Ia menjelaskan bahwa besaran pengurangan masa pidana bagi penerima RU I bervariasi, mulai dari 1 hingga 6 bulan, tergantung pada lama masa pidana yang telah dijalani. Penerima pengurangan hukuman terbanyak jatuh pada kategori remisi 3 bulan, yaitu sebanyak 47 orang.
Adapun rincian lengkap usulan RU I meliputi, remisi 1 bulan: 26 orang, remisi 2 bulan: 34 orang, 3 bulan: 47 orang, 4 bulan: 7 orang, 5 bulan: 7 orang dan 6 bulan: 1 orang. "Napi kasus narkotika mendominasi daftar usulan remisi ini, karena secara keseluruhan populasi warga binaan di sini memang didominasi oleh kasus tersebut," tambah Karutan.
Sementara itu, untuk satu-satunya napi yang diusulkan menerima RU II (langsung bebas), merupakan warga binaan dari kasus pencurian yang mendapatkan potongan masa tahanan selama 2 bulan. "Karena sisa masa pidananya kurang dari 2 bulan, maka tepat pada tanggal 17 Agustus nanti yang bersangkutan langsung bebas," jelasnya.

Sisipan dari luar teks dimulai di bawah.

PR #849, opened 2022-07-13
Split scene status update from storage rescan

### LINKED ISSUE #340: Option to Rescan select folders
I have current download folder which has new scenes

Currently the app scans all directories
the only way to scan select directories is to disable hard disk / make it offline
does not work in case I want to disable select partition

does not make sense when most of the data is not changed

please add option to scan 'select locations' in addition to 'Rescan All'

rescan

### LINKED ISSUE #691: Rescan Process Performance
Hello,
I'm wondering if the process of adding new files could not be more efficient, esp. since I'm running the application on a NAS which doesn't have the greatest performance. 

So, when I add a new file, I go to Storage -> Rescan and then:
a) all existing folders are scanned -> here a possibilty would be great to only trigger the rescan for a specific folder (this is already an old open issue: #340 )

b) the "Update status of Scenes" process takes quite long -> somehow for this all of the existing scenes (in my case almost 20k) are processed -> is there a reason why this is necessary each time, or would it be possible to only process newly addes files / scenes? 

c) the "Tag Count" process takes very long -> would it be possible to disable the tag count feature and this processing in general? Or at least make it more efficient by only adding the tags from newly added files / scenes, instead of going through ALL scenes and completly count again from zero each time (which seems to be the process right now)

toshski:
resolves #691 
resolves #340 

This change splits out the Scene Status update from the Storage Scan.  A new button has been added so the user can manually choose to run the Scene Status update when they are ready to.

A scene status update is run on specific scenes added by the Storage Scan, so they will be up to date
The Scene Status update will still run after the Storage Scan when triggered by the Cron task every 2 hours. 

There is also the ability added to scan a single storage path

### DIFF
--- a/pkg/models/model_volume.go
+++ b/pkg/models/model_volume.go
@@ -101,8 +101,23 @@ func CheckVolumes() {
 	var vol []Volume
 	db.Find(&vol)
 
+	var files []File
 	for i := range vol {
-		vol[i].IsAvailable = vol[i].IsMounted()
-		vol[i].Save()
+		isMounted := vol[i].IsMounted()
+		if isMounted != vol[i].IsAvailable {
+			vol[i].IsAvailable = vol[i].IsMounted()
+			vol[i].Save()
+
+			// update the status of any scene with a file on that volume
+			db.
+				Model(&files).
+				Where("volume_id = ?", vol[i].ID).
+				Find(&files)
+			for _, file := range files {
+				var scene Scene
+				scene.GetIfExistByPK(file.SceneID)
+				scene.UpdateStatus()
+			}
+		}
 	}
 }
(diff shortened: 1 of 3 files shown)


crwxaj:
I think, if you also add an UpdateScene for all deleted files, we can get rid of scheduled full status updates altogether, and leave the full status update only as a means to fix the status manually.

toshski:
Can I check where you are thinking of.  I've retested the following functions that I can think of as relevant and they seem ok.
- Deleting and Un-matching from the FIles/Matched Tab
- Deleting and Un-matching the file from the Scene Details (needs a refresh when returning to the Scene List, but status is ok)
- Deleting a Path from Options/Storage 

If you are thinking of the Deleting a path from the Storage screen, it does a full refresh of scenes status.  I have added that as part of the change. 

Was there somewhere else you were thinking of. If not I will add a commit to just remove the RefreshSceneStatuses from the scheduled rescan.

Pihak Rutan menegaskan bahwa pemberian remisi tidak dilakukan secara sembarangan. Dari ratusan napi yang menghuni Rutan Negara, hanya 123 orang yang dinilai memenuhi kriteria substantif maupun administratif. "Kriterianya sudah pasti dan terukur: WBP harus berkelakuan baik, tidak pernah melakukan pelanggaran disiplin selama menjalani hukuman, aktif mengikuti program pembinaan, serta menunjukkan penurunan tingkat risiko. Orang-orang inilah yang betul-betul memenuhi syarat," tegas Agus.
Saat ini, kondisi Rutan Kelas IIB Negara tercatat mengalami krisis kapasitas (overcapacity). Rutan yang idealnya hanya menampung 71 orang, kini dihuni oleh 213 warga binaan. Dari total penghuni tersebut, kasus narkotika mencakup lebih dari 50 persen, atau sebanyak 209 orang.
Kata Kunci / Tags
Rekomendasi Berita
Memuat berita terbaru.....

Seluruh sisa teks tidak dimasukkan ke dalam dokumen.